▸ **What you are asked to do**: Set down exactly, from the records below, the line with "PR #465, opened 2018-07-20" through the line with "not yet lol", and nothing else.

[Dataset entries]
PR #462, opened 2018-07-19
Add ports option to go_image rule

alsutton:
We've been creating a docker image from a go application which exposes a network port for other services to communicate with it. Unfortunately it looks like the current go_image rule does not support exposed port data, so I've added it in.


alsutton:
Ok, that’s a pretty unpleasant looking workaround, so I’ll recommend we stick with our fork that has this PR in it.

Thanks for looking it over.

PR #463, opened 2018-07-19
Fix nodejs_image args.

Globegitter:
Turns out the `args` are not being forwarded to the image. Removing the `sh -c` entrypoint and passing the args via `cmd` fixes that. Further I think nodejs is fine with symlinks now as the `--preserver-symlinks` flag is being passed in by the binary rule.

---

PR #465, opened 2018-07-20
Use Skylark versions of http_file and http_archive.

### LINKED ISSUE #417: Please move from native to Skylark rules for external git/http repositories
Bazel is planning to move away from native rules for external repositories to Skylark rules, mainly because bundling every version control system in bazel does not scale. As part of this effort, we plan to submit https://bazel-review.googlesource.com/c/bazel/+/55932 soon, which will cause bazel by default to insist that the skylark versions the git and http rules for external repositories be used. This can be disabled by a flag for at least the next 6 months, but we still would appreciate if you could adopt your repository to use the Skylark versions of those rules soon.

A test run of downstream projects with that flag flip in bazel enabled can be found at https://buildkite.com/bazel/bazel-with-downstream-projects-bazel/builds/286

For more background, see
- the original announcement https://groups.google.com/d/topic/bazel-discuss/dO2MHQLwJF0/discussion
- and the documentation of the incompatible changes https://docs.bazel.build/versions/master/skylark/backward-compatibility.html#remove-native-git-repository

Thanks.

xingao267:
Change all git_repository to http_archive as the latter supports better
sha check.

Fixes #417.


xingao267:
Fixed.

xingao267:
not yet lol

▸ **Task answer**:
PR #465, opened 2018-07-20
Use Skylark versions of http_file and http_archive.

### LINKED ISSUE #417: Please move from native to Skylark rules for external git/http repositories
Bazel is planning to move away from native rules for external repositories to Skylark rules, mainly because bundling every version control system in bazel does not scale. As part of this effort, we plan to submit https://bazel-review.googlesource.com/c/bazel/+/55932 soon, which will cause bazel by default to insist that the skylark versions the git and http rules for external repositories be used. This can be disabled by a flag for at least the next 6 months, but we still would appreciate if you could adopt your repository to use the Skylark versions of those rules soon.

A test run of downstream projects with that flag flip in bazel enabled can be found at https://buildkite.com/bazel/bazel-with-downstream-projects-bazel/builds/286

For more background, see
- the original announcement https://groups.google.com/d/topic/bazel-discuss/dO2MHQLwJF0/discussion
- and the documentation of the incompatible changes https://docs.bazel.build/versions/master/skylark/backward-compatibility.html#remove-native-git-repository

Thanks.

xingao267:
Change all git_repository to http_archive as the latter supports better
sha check.

Fixes #417.


xingao267:
Fixed.

xingao267:
not yet lol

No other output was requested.